Advertencias/consejos
CONSEJOS AL PACIENTE:
– Puede provocar somnolencia, por lo que se recomienda tener precaución a la hora de conducir, y no combinarlo con fármacos u otras sustancias sedantes como el alcohol.
– Los pacientes con glaucoma o retención urinaria deben notificárselo al médico antes de iniciar el tratamiento.
– Se debe avisar al médico si el paciente está en tratamiento con antidepresivos.
– Se debe suspender el tratamiento y acudir al médico si los síntomas persisten por más de siete días o si aparece fiebre alta.
– Se aconseja beber abundante cantidad de agua durante el tratamiento.

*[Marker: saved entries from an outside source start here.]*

PR #107, opened 2022-02-11
Add search bar to concept criteria

tjennison-google:
Currently only in the list view because search in the hierarchy view has
different behavior.


ui/src/search.tsx
```diff
@@ -0,0 +1,38 @@
...
+
+export type SearchProps = {
+  placeholder?: string;
+  onSearch: (query: string) => void;
+};
+
+export function Search(props: SearchProps) {
+  return (
+    <Box m={2}>
+      <Form
```
calbach, line 16: Does the enter key work automatically with this pattern?

calbach (approved):
Sorry for the slow review, lgtm

ui/src/search.tsx
tjennison-google: Yeah, that's why I used the form.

CONSIDERACIONES ESPECIALES:
– Se recomienda vigilar al paciente por si apareciesen signos de abuso.
– Se debe evitar la asociación con IMAO, dejando transcurrir al menos 14 días de descanso entre la administración de ambos fármacos.
– En caso de dolor abdominal intenso, náuseas, vómitos o pérdida de apetito se aconseja suspender el tratamiento, ante el riesgo de un megacolon tóxico.
Interacciones
– Alcohol. Puede potenciar la aparición de efectos secundarios.
– Antiarrítmicos. Algunos antiarrítmicos podrían aumentar la toxicidad de la codeína por inhibición del metabolismo.
– Anticolinérgicos (antiparkinsonianos, antidepresivos tricíclicos, IMAO, neurolépticos). Estos fármacos podrían potenciar los efectos anticolinérgicos de la clorciclizina.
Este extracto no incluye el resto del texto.